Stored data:
=-=-=-=-=

PR #632, opened 2026-08-14
Allow physics to change atmospheric mass (surface pressure) — enables Mars CO2 cycle

sameeerkashyap:
## Summary

Allows physics parameterizations to **change the atmospheric column mass** (global-mean surface pressure). Today the dycore enforces strict dry-mass conservation, so a physics term cannot add or remove atmosphere. This blocks the **Mars CO₂ condensation cycle**, where ~25–30% of the atmosphere freezes onto the winter pole each year and the global surface pressure swings seasonally (the Viking-observed signal).

The change is opt-in and defaults to a no-op, so existing dry-mass-conserving physics is unchanged.

## What changed

1. **`PhysicsTendency`** — new scalar field `log_surface_pressure` = d(log Pₛ)/dt in 1/s. Defaults to `0.0`; appended last for backward compatibility. Non-zero only for mass-changing physics (e.g. CO₂ condensation/sublimation).
2. **`state_bridge.py`** — `physics_tendency_to_dynamics_tendency` converts that scalar into the `(0,0)` spectral mode of the log-surface-pressure tendency (a uniform global-mean mass source), instead of hardcoding it to zero.
3. **`dycore.py`** — `_conserve_global_mean_ps` is now applied against the **post-physics** state rather than the pre-physics state. This still removes spectral-dynamics mass drift, but **retains** a physics mass source/sink. For dry physics the two references are identical, so behaviour is byte-for-byte unchanged.

## Why the previous approach was insufficient

The physics tendency was already forward-Euler added to the state, but `_conserve_global_mean_ps` then reset the `[0,0,0]` mode of `log_surface_pressure` back to the **pre-step** value each step — erasing any mass change. Un-hardcoding the bridge alone does nothing; the fix is to pin conservation to the post-physics reference.

## Verification

- **Correctness:** a prescribed uniform mass sink/source lowers/raises the global-mean surface pressure by `rate × time`. Observed −0.0423 vs expected −0.0432 over 0.5 day at −1e-6 s⁻¹ (~2% match). Zero rate conserves mass (mean normalized pₛ = 1.000000).
- **No regression:** full `model_test.py` passes, including the Speedy physics runs and the `vjp`/`jvp` gradient tests (differentiability preserved). `physics_interface_test.py` and `physics_interface_hybrid_test.py` pass.

## Notes / scope

- The mass source is currently the **global mean** (the `(0,0)` mode) — sufficient for the seasonal total-mass/pressure cycle. Spatially localized condensation (higher spectral modes) is a natural follow-up.

### DIFF
--- a/jcm/dycore/dinosaur/dycore.py
+++ b/jcm/dycore/dinosaur/dycore.py
@@ -251,8 +251,10 @@ class DinosaurDycore(DynamicalCore):
             ),
             level_orders=self.diffusion.level_orders_temp,
         )
+        # NOTE: global-mean surface-pressure conservation is applied explicitly
+        # in ``step`` (against the post-physics state), not as a filter here, so
+        # a physics mass source/sink is retained. See ``step``.
         return [
-            self._conserve_global_mean_ps,
             diffuse_div,
             diffuse_vor_q,
             diffuse_temp,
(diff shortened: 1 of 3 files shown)


duncanwp:
Thanks for the PR! Can you rebase on 'dev' which is our main development branch

sameeerkashyap:
> Thanks for the PR! Can you rebase on 'dev' which is our main development branch


Ah, sorry, I am still testing this on my fork. I did not realize Claude made an upstream PR; let me rebase, test, open a proper issue, and then raise this! 

Thanks for the reply @duncanwp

=-=-=-=-=

• **Brief**
Quote, word for word, every line from the top of the entries through the line that holds "## What changed".

• **Exercise answer**
PR #632, opened 2026-08-14
Allow physics to change atmospheric mass (surface pressure) — enables Mars CO2 cycle

sameeerkashyap:
## Summary

Allows physics parameterizations to **change the atmospheric column mass** (global-mean surface pressure). Today the dycore enforces strict dry-mass conservation, so a physics term cannot add or remove atmosphere. This blocks the **Mars CO₂ condensation cycle**, where ~25–30% of the atmosphere freezes onto the winter pole each year and the global surface pressure swings seasonally (the Viking-observed signal).

The change is opt-in and defaults to a no-op, so existing dry-mass-conserving physics is unchanged.

## What changed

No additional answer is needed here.